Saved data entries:
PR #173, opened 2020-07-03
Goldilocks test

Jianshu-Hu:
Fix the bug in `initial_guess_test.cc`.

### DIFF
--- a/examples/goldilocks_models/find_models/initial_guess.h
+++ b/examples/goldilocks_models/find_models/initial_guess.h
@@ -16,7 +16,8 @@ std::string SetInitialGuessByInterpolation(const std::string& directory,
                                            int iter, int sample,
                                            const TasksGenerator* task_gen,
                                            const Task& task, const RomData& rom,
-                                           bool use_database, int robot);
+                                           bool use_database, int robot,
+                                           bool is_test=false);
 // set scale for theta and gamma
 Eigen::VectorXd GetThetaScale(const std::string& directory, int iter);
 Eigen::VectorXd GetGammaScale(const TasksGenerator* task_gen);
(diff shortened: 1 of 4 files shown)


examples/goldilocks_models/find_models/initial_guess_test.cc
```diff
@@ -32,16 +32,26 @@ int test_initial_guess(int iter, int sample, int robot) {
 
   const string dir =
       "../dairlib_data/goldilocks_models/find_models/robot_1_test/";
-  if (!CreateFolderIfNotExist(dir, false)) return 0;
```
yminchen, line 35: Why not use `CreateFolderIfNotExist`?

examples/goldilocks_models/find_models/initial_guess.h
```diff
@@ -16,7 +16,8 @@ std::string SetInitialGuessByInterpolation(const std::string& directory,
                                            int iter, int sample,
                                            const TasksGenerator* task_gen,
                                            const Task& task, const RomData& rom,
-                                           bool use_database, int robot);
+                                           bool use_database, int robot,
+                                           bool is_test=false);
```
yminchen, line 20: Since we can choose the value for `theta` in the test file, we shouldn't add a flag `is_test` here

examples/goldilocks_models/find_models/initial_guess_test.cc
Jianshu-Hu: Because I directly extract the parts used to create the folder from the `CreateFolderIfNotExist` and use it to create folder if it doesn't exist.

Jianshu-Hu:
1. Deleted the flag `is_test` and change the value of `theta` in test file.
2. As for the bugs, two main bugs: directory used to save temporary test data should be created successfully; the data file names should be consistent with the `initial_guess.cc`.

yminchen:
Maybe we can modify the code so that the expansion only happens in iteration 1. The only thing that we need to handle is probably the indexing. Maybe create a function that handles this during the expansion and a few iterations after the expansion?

---

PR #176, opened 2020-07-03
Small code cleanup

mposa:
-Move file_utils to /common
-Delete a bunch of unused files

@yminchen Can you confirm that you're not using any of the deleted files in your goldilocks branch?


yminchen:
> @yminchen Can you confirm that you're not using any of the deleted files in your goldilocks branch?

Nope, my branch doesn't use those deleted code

---

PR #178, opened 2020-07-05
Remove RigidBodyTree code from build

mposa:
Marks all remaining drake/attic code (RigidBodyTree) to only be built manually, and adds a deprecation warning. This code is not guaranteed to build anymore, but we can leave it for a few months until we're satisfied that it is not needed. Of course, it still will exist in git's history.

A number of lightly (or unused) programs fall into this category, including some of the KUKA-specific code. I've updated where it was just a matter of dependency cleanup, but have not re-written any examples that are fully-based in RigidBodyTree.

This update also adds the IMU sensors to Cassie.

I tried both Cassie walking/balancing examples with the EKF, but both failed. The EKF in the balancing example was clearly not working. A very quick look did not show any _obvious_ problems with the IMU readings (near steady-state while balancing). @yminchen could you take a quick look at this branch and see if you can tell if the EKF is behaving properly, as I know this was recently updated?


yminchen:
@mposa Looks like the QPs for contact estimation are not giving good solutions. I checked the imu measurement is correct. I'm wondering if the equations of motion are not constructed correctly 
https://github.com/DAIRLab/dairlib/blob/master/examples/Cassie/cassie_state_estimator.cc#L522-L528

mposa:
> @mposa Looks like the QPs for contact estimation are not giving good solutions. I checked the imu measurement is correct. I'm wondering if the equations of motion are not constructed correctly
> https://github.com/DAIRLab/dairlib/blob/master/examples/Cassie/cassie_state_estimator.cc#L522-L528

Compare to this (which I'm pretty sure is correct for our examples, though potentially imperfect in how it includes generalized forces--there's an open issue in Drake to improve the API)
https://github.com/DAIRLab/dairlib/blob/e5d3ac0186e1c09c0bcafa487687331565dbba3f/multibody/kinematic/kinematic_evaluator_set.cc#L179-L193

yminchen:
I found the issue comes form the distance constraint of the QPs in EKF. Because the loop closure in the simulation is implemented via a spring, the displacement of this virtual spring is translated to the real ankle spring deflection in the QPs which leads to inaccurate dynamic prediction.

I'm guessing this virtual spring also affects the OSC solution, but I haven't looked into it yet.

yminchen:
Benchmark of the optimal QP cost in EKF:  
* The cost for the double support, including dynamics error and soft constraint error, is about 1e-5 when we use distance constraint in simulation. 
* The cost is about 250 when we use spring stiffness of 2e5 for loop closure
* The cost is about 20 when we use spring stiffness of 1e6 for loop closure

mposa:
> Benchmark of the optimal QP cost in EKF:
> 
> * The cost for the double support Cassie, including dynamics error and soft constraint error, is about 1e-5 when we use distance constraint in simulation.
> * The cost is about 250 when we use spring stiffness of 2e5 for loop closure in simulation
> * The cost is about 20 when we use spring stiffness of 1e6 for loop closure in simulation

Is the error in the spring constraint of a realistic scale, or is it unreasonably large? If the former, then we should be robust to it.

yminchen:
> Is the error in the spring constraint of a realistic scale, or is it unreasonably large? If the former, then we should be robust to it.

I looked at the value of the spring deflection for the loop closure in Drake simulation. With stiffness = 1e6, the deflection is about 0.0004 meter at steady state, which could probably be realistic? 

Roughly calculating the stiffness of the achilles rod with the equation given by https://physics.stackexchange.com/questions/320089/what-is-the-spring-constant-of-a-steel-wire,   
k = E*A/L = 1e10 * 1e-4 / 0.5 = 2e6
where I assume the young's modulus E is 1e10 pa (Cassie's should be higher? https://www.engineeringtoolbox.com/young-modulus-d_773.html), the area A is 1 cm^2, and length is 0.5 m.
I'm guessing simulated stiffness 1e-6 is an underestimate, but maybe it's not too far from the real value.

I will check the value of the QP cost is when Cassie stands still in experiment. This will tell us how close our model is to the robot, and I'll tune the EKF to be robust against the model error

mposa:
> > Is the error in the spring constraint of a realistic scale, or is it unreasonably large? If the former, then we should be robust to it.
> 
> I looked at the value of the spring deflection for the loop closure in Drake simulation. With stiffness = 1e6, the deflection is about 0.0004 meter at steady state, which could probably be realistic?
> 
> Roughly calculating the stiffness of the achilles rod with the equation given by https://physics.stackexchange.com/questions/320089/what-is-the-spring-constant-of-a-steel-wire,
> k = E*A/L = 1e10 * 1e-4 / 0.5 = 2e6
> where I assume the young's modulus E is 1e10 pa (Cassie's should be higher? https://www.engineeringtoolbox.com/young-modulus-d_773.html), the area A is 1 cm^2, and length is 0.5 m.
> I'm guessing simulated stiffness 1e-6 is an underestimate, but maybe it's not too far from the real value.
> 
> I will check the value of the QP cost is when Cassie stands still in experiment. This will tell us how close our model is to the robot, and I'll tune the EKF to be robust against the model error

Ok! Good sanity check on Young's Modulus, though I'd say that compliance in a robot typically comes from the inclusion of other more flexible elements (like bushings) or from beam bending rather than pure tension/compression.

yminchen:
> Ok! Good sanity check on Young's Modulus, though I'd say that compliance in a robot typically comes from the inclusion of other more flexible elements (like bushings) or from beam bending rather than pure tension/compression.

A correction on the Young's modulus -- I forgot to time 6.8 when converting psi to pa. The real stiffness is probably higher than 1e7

- The task -
With the string "meter" as the key, filter the data above and show the lines that match.

- Answer section -
I looked at the value of the spring deflection for the loop closure in Drake simulation. With stiffness = 1e6, the deflection is about 0.0004 meter at steady state, which could probably be realistic? 
> I looked at the value of the spring deflection for the loop closure in Drake simulation. With stiffness = 1e6, the deflection is about 0.0004 meter at steady state, which could probably be realistic?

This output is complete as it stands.